__Task prompt__.
Every line of the data below should be printed exactly. Nothing may be dropped.

__Material provided__.
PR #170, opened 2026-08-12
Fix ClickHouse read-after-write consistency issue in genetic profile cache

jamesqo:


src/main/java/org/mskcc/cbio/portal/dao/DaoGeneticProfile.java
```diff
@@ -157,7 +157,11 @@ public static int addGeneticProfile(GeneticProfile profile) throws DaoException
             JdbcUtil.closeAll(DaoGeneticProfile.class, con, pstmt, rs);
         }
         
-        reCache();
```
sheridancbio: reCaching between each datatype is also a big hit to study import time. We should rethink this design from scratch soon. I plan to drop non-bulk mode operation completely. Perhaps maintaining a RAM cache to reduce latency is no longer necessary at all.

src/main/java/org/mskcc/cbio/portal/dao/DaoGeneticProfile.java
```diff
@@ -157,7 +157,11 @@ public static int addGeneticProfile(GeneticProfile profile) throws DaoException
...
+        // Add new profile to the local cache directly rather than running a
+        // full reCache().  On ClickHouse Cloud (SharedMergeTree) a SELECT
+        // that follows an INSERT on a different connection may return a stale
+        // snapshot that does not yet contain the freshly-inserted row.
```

__Response area__.
PR #170, opened 2026-08-12
Fix ClickHouse read-after-write consistency issue in genetic profile cache

jamesqo:


src/main/java/org/mskcc/cbio/portal/dao/DaoGeneticProfile.java
```diff
@@ -157,7 +157,11 @@ public static int addGeneticProfile(GeneticProfile profile) throws DaoException
             JdbcUtil.closeAll(DaoGeneticProfile.class, con, pstmt, rs);
         }
         
-        reCache();
```
sheridancbio: reCaching between each datatype is also a big hit to study import time. We should rethink this design from scratch soon. I plan to drop non-bulk mode operation completely. Perhaps maintaining a RAM cache to reduce latency is no longer necessary at all.

src/main/java/org/mskcc/cbio/portal/dao/DaoGeneticProfile.java
```diff
@@ -157,7 +157,11 @@ public static int addGeneticProfile(GeneticProfile profile) throws DaoException
...
+        // Add new profile to the local cache directly rather than running a
+        // full reCache().  On ClickHouse Cloud (SharedMergeTree) a SELECT
+        // that follows an INSERT on a different connection may return a stale
+        // snapshot that does not yet contain the freshly-inserted row.
```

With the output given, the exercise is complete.